Вы спросите: «Что же это были за стихи?» Милости просим, прочтите. В них говорилось:
Когда я был на Яшмовом пруду[92],
Девятый ранг[93] мне небо даровало.
И сам Чэнь Бо[94] мне указал тот путь,
Где всех начал лежит первоначало.
Как быстро уплывали дни мои!
За годом год мелькал передо мною —
Гляжу назад: пять сотен лет прошло
И голова покрылась сединою.
Чжан Бодуань[95] «Молитвы небытья»
Мне пел из книги «Синие трактаты»,
И над утесом в пустоте небес
Я слышал лютни грозовой раскаты,
Хотя на человека я похож —
Не изменило облик мой мгновенье,—
Зато лечу вперед на облаках,
А в них цветут небесные растенья!
Как небо чувства. Страсти как моря.
Как волны в ветре бурные желанья.
Передо мной течет река любви —
Ее не остановят расстоянья!
Когда свой сад польешь живой водой,
Несущей славу, силу, добродетель[96],
Тогда волшебной мандары[97] цветы
Распустятся – и путь твой будет светел.
Разверзлось небо, рушится скала,
Летит журавль – один лишь он отважен,
Во тьме внезапно прокричал петух,
Вещая всем, что ночь на пятой страже.
Как только трижды я заночевал[98]
Под тутами, предавшись созерцанью,
Так стала чуждой мира суета —
Земные страсти, низкие желанья.
Несется днем и ночью дикий конь,
Вздымая пыль и с грозным ветром споря,
Деревья, травы, твари – все кругом
Смешалось в нежном и блаженном хоре,
Нирваны[99] радости с хребта Орлов[100]
Я унесу – и мне Хугун[101] поможет:
Взамену ей откроет он секрет,
Как добродетель сохранить и множить.
Засохла у отживших лип[102] листва —
Ученье «Фахуа»[103] свежо и сочно,
На юг и север светятся лучи,
Как солнце – «Фахуа» для них источник.
Пятьсот младенцев фея родила
Для них, Великий Будда путь осветит,
Пусть молодой владычице[104] букет
Смиренно поднесут святые дети!
Цзыпин кончил списывать стихи и взглянул в «лунное окошко». Серебристый призрачный свет луны озарял лежащие уступами горы, которые, казалось, устремляются ввысь, в обиталище бессмертных. Все выглядело волшебным и необычным под этим светом. Цзыпин вдруг почувствовал, что усталость как будто рукой сняло. Почему бы ему не прогуляться по этим горам? Разве это не прелестно? Он уже собирался подняться с кана, как вдруг вспомнил, что эти волшебные холмы – те самые горы, по которым он совсем недавно с таким трудом карабкался, и что ему освещала путь та же луна, которую он видит сейчас.
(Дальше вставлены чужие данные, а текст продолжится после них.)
PR #3121, opened 2023-07-27
CLDR-15296 Fix gasoline-equivalent

macchiati:
CLDR-15296

There was no `@MATCH` for the description attributes

common/supplemental/units.xml
The report was that the unit was wrong. At first I thought that it was the case. Wrote a test to verify, and rechecked the conversion factor, which was off slightly from EPA definition. Added an explanation why the unit for `gasoline-equivalent` seems so odd. 

description="Constructed so that 1 gallon-gasoline-equivalent = 33.705 kWh as per https://www3.epa.gov/otaq/gvg/learn-more-technology.htm"

Added some utilities for testing

Write test to verify that gasoline-equivalent has the right value and unit, and adjust the conversion slightly to match EPA instead of wikipedia. 

The test file contains some additional code for testing units, with the class UnitEquivalence and the method testRelations.

The testRelations takes the "basic" units like newton, watt, meter, second, and find out which of those are related to two others by multiplication or division. It tests a few of them against known cases, but the full printout is available via -v, which can be useful in debugging relationships.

«Почему же она мерцает теперь таким холодным таинственным светом, пугая и вместе с тем маня к себе? – подумал он. – Ведь горы и луна те же, что и были. Почему же, глядя на них, чувствуешь, как учащенно бьется сердце, а душа наполняется неизъяснимо сладостным чувством?!» И он понял, как правдивы слова Ван Си-чжи[105]: «Чувства следуют за обстановкой, мысли тоже». Ему захотелось написать стихотворение. Но в этот момент за спиной послышался легкий шум и нежный певучий голос произнес:
– Уже откушали? Я задержалась.
Цзыпин поспешно обернулся и увидел девушку. Она уже успела переодеться в ватную душегрейку из светло-зеленой материи с цветами и синие шаровары. В этом простом наряде она показалась Цзыпину еще красивее: тонкие брови, глубокие и темные, как осенняя вода, глаза, пухлые розовые щечки, словно киноварь в шелку; сквозь белизну кожи проступал нежный румянец – все это было так непохоже на лица разряженных записных красавиц, размалеванные пудрой, помадой и белилами и похожие на обезьяний зад! В ямочках щек светилась милая улыбка, а в излучинах тонких бровей, казалось, укрылось само достоинство. Цзыпин смотрел на нее с немым обожанием.
– Не хотите ли сесть на кан? – сказала девушка. – Там теплее.
Они уселись. В этот момент вошел седой слуга и обратился к девушке:
– Куда поместить вещи господина Шэня?
– Когда отец позавчера приезжал, он велел устроить гостя в этой комнате на тахте, – отвечала девушка. – Вещи развязывать не надо. – И тут же поинтересовалась: – Погонщики поели? Скажи им, чтобы пораньше ложились отдыхать. Осла накормили?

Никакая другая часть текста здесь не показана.